Ces exemples africains montrent clairement qu’un modèle basé sur les connaissances des agriculteurs familiaux, tout en les soutenant[7], produit des résultats positifs pour les communautés locales tant sur le plan alimentaire que climatique. Pour faire valoir les connaissances des agriculteurs familiaux sur le changement climatique, les mouvements paysans doivent être consultés lors des prochaines négociations sur le changement climatique au plan international et local.

 

 

Gino Brunswijck

Conseiller politique



[1] La Conférence des Parties est l’organe suprême de la Convention-cadre des Nations unies sur les changements climatiques (CCNUCC). 

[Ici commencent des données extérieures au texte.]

PR #264, opened 2012-10-09
Support for Hadoop 2 distributions such as cdh4

tomdz:
Hadoop 2 unfortunately introduced backwards-incompatible changes in classes used by Spark, `JobContext` and `TaskAttemptContext` in both the `mapred` and `mapreduce` packages. In the new codebase, these classes are now interfaces and thus cannot be instantiated directly anymore. Instead, you are now required to use the `JobContextImpl` and `TaskAttemptContextImpl` classes, respectively.

This pull requests extracts the code in Spark where it uses these, into separate traits that are located in Hadoop major version specific source folders that the sbt build then includes/excludes as necessary.

In addition, for Hadoop 2, Spark now also needs to depend on the `hadoop-client` artifact.

### DIFF
--- a/core/src/hadoop1/scala/org/apache/hadoop/mapred/HadoopMapRedUtil.scala
+++ b/core/src/hadoop1/scala/org/apache/hadoop/mapred/HadoopMapRedUtil.scala
@@ -1,0 +1,7 @@
+package org.apache.hadoop.mapred
+
+trait HadoopMapRedUtil {
+  def newJobContext(conf: JobConf, jobId: JobID): JobContext = new JobContext(conf, jobId)
+
+  def newTaskAttemptContext(conf: JobConf, attemptId: TaskAttemptID): TaskAttemptContext = new TaskAttemptContext(conf, attemptId)
+}
--- a/core/src/hadoop1/scala/org/apache/hadoop/mapreduce/HadoopMapReduceUtil.scala
+++ b/core/src/hadoop1/scala/org/apache/hadoop/mapreduce/HadoopMapReduceUtil.scala
@@ -1,0 +1,9 @@
+package org.apache.hadoop.mapreduce
+
+import org.apache.hadoop.conf.Configuration
+
+trait HadoopMapReduceUtil {
+  def newJobContext(conf: Configuration, jobId: JobID): JobContext = new JobContext(conf, jobId)
+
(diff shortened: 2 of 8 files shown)


mateiz:
Thanks Tom, but we actually already have these fixes in the `yarn` branch. I don't think we want to merge them into master because that still relies on Hadoop 0.20.205. You can't use a Hadoop 2 client to connect to an older cluster, right?

I think we'll just recommend using the `yarn` branch to people who use Hadoop 2, and we'll merge them when more people have moved to Hadoop 2.

tomdz:
I don't know much about the yarn branch, but the name implies that it requires yarn, which we're not using with our cdh4 installation (we only use MRv1). The changes in this pull request seem to be sufficient to run current spark against the hdfs in our installation.

mateiz:
My question is just, do these changes work when connecting to HDFS clusters on Hadoop 1.0 or 0.20.x? Since there's an API change in Hadoop, it seems that they wouldn't work.

We should probably just rename the "yarn" branch to "hadoop2". You're right that the name of that branch makes it sound like it requires YARN, but actually it runs with Mesos, the standalone deploy mode, etc as well.

tomdz:
The change are supposed to make Spark work with the Hadoop/hdfs version that it is compiled against. I.e. if I use `2.0.0-mr1-cdh4.1.0` as the Hadoop version (and set the `HADOOP_MAJOR_VERSION` to 2 since cdh4 is a Hadoop 2 distribution), then the resulting Spark artifact will work with cdh4 (and presumably everything that is API compatible to that Hadoop version). The mechanism would allow to handle other Hadoop backwards-incompatible changes as well.

On a related note, we have a Maven POM that defines profiles for each of the popular Hadoop distributions (Hadoop 1 & 2) and generates Spark jars with corresponding classifiers. The benefit of that is that in my project I can depend on the right version of Spark (using a classifier in the dependency). If there is interest in that, I could create a pull request for it.

mateiz:
Thanks, I didn't see that you're building differently based on the major version. I'll merge this in but probably after the release of 0.6.0 (in the next minor release after that). Maybe we can use the same mechanism to bring the YARN stuff into the main branch and only compile it conditionally.

tomdz:
Regenerated the pull request against 0.6 dev branch in #285.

[2] Morrison Rwakakamba, “Farmers must take part in the Fight against Climate Change” (les fermiers doivent prendre part à la lutte contre le changement climatique), Agency for Transformation (agence pour la transformation), 2013, consulté sur : http://tntfactory.com/works/aft1/wp-content/uploads/2013/03/Farmers-and-fight-against-climate-change-New-vision-expert-opinion.pdf

[3] Euractiv, « Agriculture intensive : écologiquement durable ? », Juillet 2011, consulté sur : http://www.euractiv.com/fr/pac/agriculture-intensive-ecologique-linksdossier-506746

[4] CGIAR, “Community Groups help themselves to tackle climate change” (des groupes communautaires s’aident à réagir au changement climatique), Mai 2013, Consulté sur: http://www.cgiar.org/consortium-news/community-groups-help-themselves-to-tackle-climate-change/

[5] Inter Press Service,  “In Swaziland, Seeds Beat Drought”(au Swaziland, les semences l’emportent sur la sécheresse), juin 2013, consulté sur: http://www.ipsnews.net/2013/06/in-swaziland-seeds-beat-drought/

[6] ABC Burkina, SEDELAN, « Changement climatique et adaptation (3) : Apprendre de la terre du Sahel », consulté sur : http://www.abcburkina.net/fr/nos-dossiers/vu-au-sud-vu-du-sud/732-356-changement-climatique-et-adaptations-3

ABC Burkina, SEDELAN, « Zaï », consulté sur http://www.abcburkina.net/en/le-burkina-faso/de-a-a-z/447-zai

[7] Un soutien à l’agriculture familiale peut consister en : infrastructure, services d’encadrement, incitations pour la production locale des semences et pour les cultures locales.